= Aim of the exercise =
When a line of the listing below has the string "ManagedName" in it, copy that line.

______

PR #3088, opened 2022-11-11
Remove backing fields when weaving generated classes

gagik:
## Description
We are weaving the properties of the generated classes to go directly to the accessors, so the backing fields are unused. This PR attempts to remove them for generated classes.

Fixes https://github.com/realm/realm-dotnet/issues/2994

##  TODO

* [x] Changelog entry
* [x] Tests (if applicable)


Realm/Realm.Weaver/RealmWeaver.cs
```diff
@@ -310,15 +313,16 @@ private static void ReplaceGeneratedClassGetter(PropertyDefinition prop, TypeDef
             //// This is equivalent to:
             ////   get => Accessor.Property;
 
-            var start = prop.GetMethod.Body.Instructions.First();
             var il = prop.GetMethod.Body.GetILProcessor();
+            prop.GetMethod.Body.Instructions.Clear();
```
gagik, line 317: I believe the previous implementation of replacing the getter was causing some unintended behavior, it was actually just adding instructions to the getter rather than removing the old instructions---the reason why this was not noticeable was because the old instruction because unreachable because of the `ret`/`return` statement. My ILSpy was actually giving me an error about this prior. One issue this was causing was it kept instructions that have a reference to the backing field, making it error-prone when removing them. This change makes it identical to the functionality in the `ReplaceGeneratedClassSetter`.

Tests/SourceGenerators/SourceGeneratorAssemblyToProcess/ErrorClasses/UnsupportedRequiredTypes.cs
```diff
@@ -51,11 +51,11 @@ public partial class UnsupportedRequiredTypes : IRealmObject
         [Required]
         public decimal DecimalProp { get; set; }
 
-        [Required]
-        public ObjectId ObjectIdProp { get; set; }
+        // [Required]
+        // public ObjectId ObjectIdProp { get; set; }
```
gagik, line 55: Here is where the main issue lays right now and I am not sure how to tackle it. If you have a property whose type is imported from another module i.e. `ObjectId` is imported from `MongoDB.BSON` then removing the backing fields to the following error:
```
  Fody: An unhandled exception occurred:
Exception:
Member 'MongoDB.Bson.ObjectId <Id>k__BackingField' is declared in another module and needs to be imported
Type:
System.ArgumentException
StackTrace:
   at Mono.Cecil.MetadataBuilder.LookupToken(IMetadataTokenProvider provider) in C:\projects\fody\cecil\Mono.Cecil\AssemblyWriter.cs:line 2264
   at Mono.Cecil.Cil.CodeWriter.WriteOperand(Instruction instruction) in C:\projects\fody\cecil\Mono.Cecil.Cil\CodeWriter.cs:line 270
   at Mono.Cecil.Cil.CodeWriter.WriteInstructions() in C:\projects\fody\cecil\Mono.Cecil.Cil\CodeWriter.cs:line 180
   at Mono.Cecil.Cil.CodeWriter.WriteResolvedMethodBody(MethodDefinition method) in C:\projects\fody\cecil\Mono.Cecil.Cil\CodeWriter.cs:line 118
   at Mono.Cecil.Cil.CodeWriter.WriteMethodBody(MethodDefinition method) in C:\projects\fody\cecil\Mono.Cecil.Cil\CodeWriter.cs:line 54
   at Mono.Cecil.MetadataBuilder.AddMethod(MethodDefinition method) in C:\projects\fody\cecil\Mono.Cecil\AssemblyWriter.cs:line 1675
   at Mono.Cecil.MetadataBuilder.AddMethods(TypeDefinition type) in C:\projects\fody\cecil\Mono.Cecil\AssemblyWriter.cs:line 1668
   at Mono.Cecil.MetadataBuilder.AddType(TypeDefinition type) in C:\projects\fody\cecil\Mono.Cecil\AssemblyWriter.cs:line 1468
   at Mono.Cecil.MetadataBuilder.AddTypes() in C:\projects\fody\cecil\Mono.Cecil\AssemblyWriter.cs:line 1440
   at Mono.Cecil.MetadataBuilder.BuildTypes() in C:\projects\fody\cecil\Mono.Cecil\AssemblyWriter.cs:line 1289
   at Mono.Cecil.MetadataBuilder.BuildModule() in C:\projects\fody\cecil\Mono.Cecil\AssemblyWriter.cs:line 1059
   at Mono.Cecil.MetadataBuilder.BuildMetadata() in C:\projects\fody\cecil\Mono.Cecil\AssemblyWriter.cs:line 1029
   at Mono.Cecil.ModuleWriter.<>c.<BuildMetadata>b__2_0(MetadataBuilder builder, MetadataReader _) in C:\projects\fody\cecil\Mono.Cecil\AssemblyWriter.cs:line 147
   at Mono.Cecil.ModuleDefinition.Read[TItem,TRet](TItem item, Func`3 read) in C:\projects\fody\cecil\Mono.Cecil\ModuleDefinition.cs:line 971
   at Mono.Cecil.ModuleWriter.BuildMetadata(ModuleDefinition module, MetadataBuilder metadata) in C:\projects\fody\cecil\Mono.Cecil\AssemblyWriter.cs:line 146
   at Mono.Cecil.ModuleWriter.Write(ModuleDefinition module, Disposable`1 stream, WriterParameters parameters) in C:\projects\fody\cecil\Mono.Cecil\AssemblyWriter.cs:line 119
   at Mono.Cecil.ModuleWriter.WriteModule(ModuleDefinition module, Disposable`1 stream, WriterParameters parameters) in C:\projects\fody\cecil\Mono.Cecil\AssemblyWriter.cs:line 78
   at Mono.Cecil.ModuleDefinition.Write(String fileName, WriterParameters parameters) in C:\projects\fody\cecil\Mono.Cecil\ModuleDefinition.cs:line 1160
   at InnerWeaver.WriteModule() in C:\projects\fody\FodyIsolated\ModuleWriter.cs:line 18
   at InnerWeaver.Execute() in C:\projects\fody\FodyIsolated\InnerWeaver.cs:line 115
Source:
Mono.Cecil
TargetSite:
Mono.Cecil.MetadataToken LookupToken(Mono.Cecil.IMetadataTokenProvider)
```
I am assuming there is something in this imported type reference that refers to the backing field for some reason but after a lot of looking I have not been able to find it. I also tried adding the type of the backing field to `type.NestedTypes` in case it does not actually import the type unless you do this, alas without success.

I am going to try some more tricks but for the sake of testing on this branch right now I commented out the imported fields since doing so does lead to a full re-generation of other classes that do have their backing fields removed! (and seem to work ok!).

nirinchev: One thing you could try and do is:

```csharp
var backingFieldName = prop.GetBackingField().FullName;
var backingField = type.Fields.Single(f => f.FullName == backingFieldName);
type.Fields.Remove(backingField);
```

Not sure if that'll work, but might be worth a try.

gagik: thank for the tip, sadly this does not work 😔 I think the issue here is that it does successfully remove the backing field, it's just that doing so causes some kind of reference to that field which is related to the backing field to fail.
I found some questions loosely related to this: [here](https://stackoverflow.com/questions/38003104/member-httpclient-is-declared-in-another-module-and-needs-to-be-imported-in), [here](https://www.reddit.com/r/csharp/comments/evo5a0/helpmonocecil_how_to_delete_a_method_from_a_type/) and [here](https://stackoverflow.com/questions/32666075/why-mono-cecil-argues-for-method-import-while-i-have-done-it-already). Sadly none of them have direct solutions, I am going to try to manually run through all methods similar to the third link's answer to figure out where the backing field is referred.

nirinchev: Okay, I think I can see what the problem is. When you have a class definition like:

```cs
partial class Foo : IRealmObject
{
    public ObjectId { get; set; } = ObjectId.GenerateNewId();
}
```

The field is getting assigned in the object constructor, even if that's not obvious from the code. The generated ctor looks kind of like this:

```
	// Id = ObjectId.GenerateNewId();
	IL_0000: ldarg.0
	IL_0001: call valuetype [MongoDB.Bson]MongoDB.Bson.ObjectId [MongoDB.Bson]MongoDB.Bson.ObjectId::GenerateNewId()
	IL_0006: stfld valuetype [MongoDB.Bson]MongoDB.Bson.ObjectId Realms.Tests.ObjectIdPrimaryKeyWithValueObject::'<Id>k__BackingField'
```

I think the issue manifests with ObjectId/Guid because those are the types we most often assign a default value to, but it'll likely happen for other types as long as you have an assignment in the model. Unfortunately, it's probably going to be a bit tricky to clean those up - we can probably bounce some ideas next week about how it can be achieved.

Realm/Realm.Weaver/RealmWeaver.cs
```diff
@@ -247,6 +247,36 @@ Analytics payload
...
+                        if(backingFields.Contains(field.MetadataToken)) {
+                            backingFieldInstructionsEnd = i;
+                        }
+                    }
+
+                    // If it comes across "Ldarg 0", 
+                    // it considers this th start index of backing field initializaion instructions.
+                    // And removes all backing field instructions from end to start.
+                    else if (instruction.OpCode == OpCodes.Ldarg_0) {
+                        for(var j = backingFieldInstructionsEnd; j >= i; j--) {
```
gagik, line 272: Setting `backingFieldInstructionsEnd=-1` actually takes care of cases when we never come across any backing fields beforehand, but I could also more explicitly avoid this by doing something like `if (instruction.OpCode == OpCodes.Ldarg_0 && backingFieldInstructionsEnd != -1)`

Realm/Realm.Weaver/RealmWeaver.cs
```diff
@@ -247,6 +247,36 @@ Analytics payload
             return WeaveModuleResult.Success(weaveResults);
         }
 
+        private void RemoveConstructorsBackingFields(TypeDefinition type, HashSet<MetadataToken> backingFields)
```
gagik, line 250: Is this the type of function I should create in terms of what I'm passing in?

Realm/Realm.Weaver/RealmWeaver.cs
```diff
@@ -256,16 +286,25 @@ private WeaveTypeResult WeaveGeneratedType(TypeDefinition type)
...
 
             // We need to weave all (and only) the properties in the accessor interface
             foreach (var interfaceProperty in interfaceType.Properties)
             {
                 var prop = type.Properties.First(p => p.Name == interfaceProperty.Name);
-
                 try
                 {
+                    // Stash and remove the backing field before weaving as it depends on get method.
+                    var backingField = prop.GetBackingField();
```
gagik, line 298: So if you look at source code of `.GetBackingField` it looks at `prop.GetMethod` which does get cleared when weaving, which is why I am doing this that way, maybe there is a better way to structure it though

Realm/Realm.Weaver/RealmWeaver.cs
```diff
@@ -256,16 +286,25 @@ private WeaveTypeResult WeaveGeneratedType(TypeDefinition type)
...
+                    if (backingField != null) {
+                        type.Fields.Remove(backingField.Resolve());
```
gagik, line 300: I am removing it at this point as it's possible there won't be any constructors referencing an existing backing field, right? This seemed like the best place to remove it, I can also move it to a function so it's cleaner

gagik (commented):
This seems to be working! At least with the classes we have so far, will probably need some more proper testing.

nirinchev (commented):
Looks reasonable - you'll need to add some spaces between `if/for/foreach` and `(` and move all the opening braces to a newline 😄 I have a low priority background task to figure out a linter that will automatically do this for you, but for now it's a matter of looking at warnings and doing what the analyzer tells you.

Realm/Realm.Weaver/RealmWeaver.cs
```diff
@@ -247,6 +247,36 @@ Analytics payload
...
+            foreach(var constructor in type.GetConstructors()) {
+                // Index of the most recent strfld <backing_field> instruction
+                var backingFieldInstructionsEnd = -1;
+                for(var i = constructor.Body.Instructions.Count - 1; i >= 0; i--) {
+                    var instruction = constructor.Body.Instructions[i];
+                    
+                    // If it comes across "strfld <backing_field>", 
+                    // it considers this the end index of backing field initializaion instructions.
+                    if (instruction.OpCode == OpCodes.Stfld && instruction.Operand is FieldReference) {
+                        var field = (instruction.Operand as FieldReference);
```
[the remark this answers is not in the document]
gagik: Oh cool!

Realm/Realm.Weaver/RealmWeaver.cs
```diff
@@ -256,16 +300,25 @@ private WeaveTypeResult WeaveGeneratedType(TypeDefinition type)
...
+                    var backingField = prop.GetBackingField();
+                    if (backingField != null)
+                    {
+                        backingFields.Add(backingField.MetadataToken);
+                    }
+
                     var weaveResult = WeaveGeneratedClassProperty(type, prop, interfaceType);
                     persistedProperties.Add(weaveResult);
+
+                    RemoveBackingFields(type, backingFields);
```
papafe, line 321: Why are we doing this inside the loop?

Realm/Realm.Weaver/RealmWeaver.cs
papafe: Good eye! Need to take a look at this

Tests/Realm.Tests/Database/RealmObjectTests.cs
```diff
@@ -520,6 +520,18 @@ public void RealmObject_Equals_WhenOtherIsNull_ReturnsFalse()
...
+        public void RealmObject_InitializedFields_GetCorrectValues()
+        {
+            var obj0 = new InitializedFieldObject();
+            var obj1 = new InitializedFieldObject();
+            var obj2 = new InitializedFieldObject();
+
+            Assert.That(obj0.Id, Is.EqualTo(0));
+            Assert.That(obj1.Id, Is.EqualTo(1));
+            Assert.That(obj2.Id, Is.EqualTo(2));
+        }
```
nirinchev, line 533: I think it'll be valuable to add a short comment here that explains what exactly is being tested here.

CHANGELOG.md
```diff
@@ -1,6 +1,7 @@
 ## vNext (TBD)
 
 ### Enhancements
+* Removed backing fields of Realm Objects' properties which should provide minor improvements to memory used by Realm Objects (Issue [#2647](https://github.com/realm/realm-dotnet/issues/2994))
```
nirinchev, line 4: I think we should specify this is impacting only generated classes, not `RealmObject` inheritors.

nirinchev (approved):
LGTM, only needs a minor clarification in the changelog

papafe (approved):

Issue #3086, opened 2022-11-10
[Bug]: After the Upgrade 10.18.0 - Crash Occured using Binding RealmObject on Xaml Page


Engincode:
### What happened?

We upgraded Realm-Dotnet from 10.17.0. to 10.18.0.
After the upgrade some xaml pages doesn't work.
We found the main reason;
When we use a Binding Property in a class that inherits from RealmObject errror is occuring.

Example:
**Customer.cs** (inherits from RealmObject)
![image](https://user-images.githubusercontent.com/12773298/201109434-d5f3b63d-0b50-431f-ad9c-49f2e2758d17.png)

**Xaml Page**
![image](https://user-images.githubusercontent.com/12773298/201109894-42dbfca8-a52f-43da-8eeb-b5e972de494c.png)

When the page opening
Example Error Message (Android or iOS) doesn't matter.

	0x49 in Realms.DataBinding.RealmObjectTypeDelegator.GetPropertyImpl at D:\a\realm-dotnet\realm-dotnet\Realm\Realm\DataBinding\RealmObjectTypeDelegator.cs:48,13	C#
 ............

### Repro steps

Crash.

### Version

.NET Standart 2.1

### What SDK flavour are you using?

Local Database only

### What type of application is this?

Xamarin

### Client OS and version

10.18.0.

### Stacktrace of the exception/crash you're getting

```shell
0x49 in Realms.DataBinding.RealmObjectTypeDelegator.GetPropertyImpl at D:\a\realm-dotnet\realm-dotnet\Realm\Realm\DataBinding\RealmObjectTypeDelegator.cs:48,13	C#
```

meierhoeferjannis:
Could the Problem be that he is using Compiled Bindings for the DataTemplate and Realm is doing some Black magic in the background?. 
See also #2270

papafe:
Hi @Engincode,
Could you show how you're setting up your ViewModel and initialising the bindings?

Engincode:
@papafe First of all, we were not getting any errors when we upgraded to Realm before.
We got it in the **last version.**
When you switch to the previous library; it doesn't give an error.
I shared the code sample.
What detail do you need?

papafe:
@Engincode Version 10.18.0 introduced support for source generated models, so there has been quite a lot of changes to the Realm code internally. 
[...]

PR #3097, opened 2022-11-17
Fix unmanaged schema for bindings

### LINKED ISSUE #3094: ArgumentNullException error
### Discussed in https://github.com/realm/realm-dotnet/discussions/3093

<div type='discussions-op-text'>

<sup>Originally posted by **Unreal852** November 13, 2022</sup>
Hello, i'm making an application with AvaloniaUI and i decided to use Realm as my database but when i bind my view to fields that belongs to an IRealmObject it throws ArgumentNullException. I created a separate project to replicate the issue https://github.com/Unreal852/RealmAvalonia
I did not create an issue because i don't know if i'm doing things wrong or not.</div>

papafe:
Added schema for unmanaged generated objects and fixed `RealmObjectTypeDelegator` when used with unmanaged objects

## Description

Fixes #3094 and #3086

##  TODO

* [x] Changelog entry
* [x] Tests (if applicable)

### DIFF
--- a/Realm/Realm/DataBinding/RealmObjectTypeDelegator.cs
+++ b/Realm/Realm/DataBinding/RealmObjectTypeDelegator.cs
@@ -45,7 +45,18 @@ namespace Realms.DataBinding
                 return null;
             }
 
-            if (_schema.Any(p => p.ManagedName == name))
+            if (_schema != null)
+            {
+                if (_schema.Any(p => p.ManagedName == name))
+                {
+                    return _propertyCache.GetOrAdd(name, n => new WovenPropertyInfo(result));
+                }
+
+                return result;
+            }
+
+            // Schema is null only for woven unmanaged objects
+            if (result?.GetCustomAttribute<WovenPropertyAttribute>() != null)
             {
                 return _propertyCache.GetOrAdd(name, n => new WovenPropertyInfo(result));
             }
--- a/Realm/Realm/DataBinding/RealmObjectTypeDelegator.cs
+++ b/Realm/Realm/DataBinding/RealmObjectTypeDelegator.cs
@@ -45,18 +45,8 @@ namespace Realms.DataBinding
                 return null;
             }
 
-            if (_schema != null)
-            {
-                if (_schema.Any(p => p.ManagedName == name))
-                {
-                    return _propertyCache.GetOrAdd(name, n => new WovenPropertyInfo(result));
-                }
-
-                return result;
-            }
-
             // Schema is null only for woven unmanaged objects
-            if (result?.GetCustomAttribute<WovenPropertyAttribute>() != null)
+            if (_schema?.Any(p => p.ManagedName == name) ?? result.GetCustomAttribute<WovenPropertyAttribute>() != null)
             {
                 return _propertyCache.GetOrAdd(name, n => new WovenPropertyInfo(result));
             }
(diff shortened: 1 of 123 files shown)


Realm/Realm/DataBinding/RealmObjectTypeDelegator.cs
```diff
@@ -45,7 +45,18 @@ protected override PropertyInfo GetPropertyImpl(string name, BindingFlags bindin
...
+                }
+
+                return result;
+            }
+
+            // Schema is null only for woven unmanaged objects
+            if (result?.GetCustomAttribute<WovenPropertyAttribute>() != null)
             {
                 return _propertyCache.GetOrAdd(name, n => new WovenPropertyInfo(result));
             }
```
nirinchev, line 62: All of that is very repetitive :D

Can we rework to something like:

```suggestion
        if (_schema?.Any(p => p.ManagedName == name) == true || result.GetCustomAttribute<WovenPropertyAttribute>() != null)
        {
            return _propertyCache.GetOrAdd(name, n => new WovenPropertyInfo(result));
        }
```

papafe: It is repetitive, but it's also slightly more efficient. If `schema != null`, then we don't need to look for the `WovenPropertyAttribute` anyways, as the schema will always have all the necessary info.
What you wrote was my first version, but I thought it would make sense to be a little more efficient with this if we can.

papafe: It is repetitive, but it's also slightly more efficient. If schema != null, then we don't need to look for the WovenPropertyAttribute anyway, as the schema will always have all the necessary info.
What you wrote was my first version, but I thought it would make sense to be a little more efficient with this if we can.

gagik: I am curious, would the other "or" statements be evaluated if the first one? I would have assumed if the first condition i.e. `_schema?.Any(p => p.ManagedName == name) == true` is true then it would not bother to evaluate others, thus functionally being similar to the more explicit, longer version.

papafe: You are correct, if the first condition is true then it would not check the second one. Here the situation is a little different though.
If the schema is not null and the property is found then the second condition is not evaluated and it's all good.
If the schema is not null and the property is not found, then we don't need to check the second condition anyway because we have all the properties in the schema and it will be useless. 
Only if the schema is null we should check the second condition.

LaPeste: In C# `&&` and `||` are short-circuiting, so what Nikola suggested is as efficient as the longer version.
If you specifically want to avoid the short-circuiting you need to use `&` and `|`.

LaPeste (approved):
After being explained the problem, the solution makes sense to me.

Realm/Realm/DataBinding/RealmObjectTypeDelegator.cs
papafe: That was it! I didn't think about this 😁

gagik (approved):

nirinchev (approved):

PR #3102, opened 2022-11-18
[SG] Added fully qualified types

### LINKED ISSUE #3099: [Bug]: SourceGenerated classes cant be in 'Realm' namespace
### What happened?

If you have a namespace ending in `Realm` the SG class ends up getting confused.

```
using Realms;

namespace MyApp.Realm;

public partial class Foo : IRealmObject { }
```
Results in:
> CS0738: 'Foo' does not implement interface member 'IRealmObjectBase.Realm'. 'Foo.Realm' cannot implement 'IRealmObjectBase.Realm' because it does not have the matching return type of 'Realm'.

This is because the naming collision between `MyApp.Realm` and `Realms.Realm`, and the generated class not using the fully-qualified `Realms.Realm`. I'm not sure theres a way to fix it by overriding, I think since this collides with codegen it should be simple enough to just fully qualify names on that side?

### Repro steps

See above

### Version

6

Local Database only

Other

### Client OS and version

Maui

### Code snippets

_No response_

_No response_

### Relevant log output

_No response_

papafe:
Added fully qualified names to most types in the source generated files, to avoid naming collisions

## Description

Fixes #3099

##  TODO

* [x] Changelog entry


LaPeste (approved):

nirinchev (approved):
Kind of ugly, but I guess better to be on the safe side

nirinchev:
Need to fix code generation tests though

______

= Reply =
-            if (_schema.Any(p => p.ManagedName == name))
+                if (_schema.Any(p => p.ManagedName == name))
-                if (_schema.Any(p => p.ManagedName == name))
+            if (_schema?.Any(p => p.ManagedName == name) ?? result.GetCustomAttribute<WovenPropertyAttribute>() != null)
        if (_schema?.Any(p => p.ManagedName == name) == true || result.GetCustomAttribute<WovenPropertyAttribute>() != null)
gagik: I am curious, would the other "or" statements be evaluated if the first one? I would have assumed if the first condition i.e. `_schema?.Any(p => p.ManagedName == name) == true` is true then it would not bother to evaluate others, thus functionally being similar to the more explicit, longer version.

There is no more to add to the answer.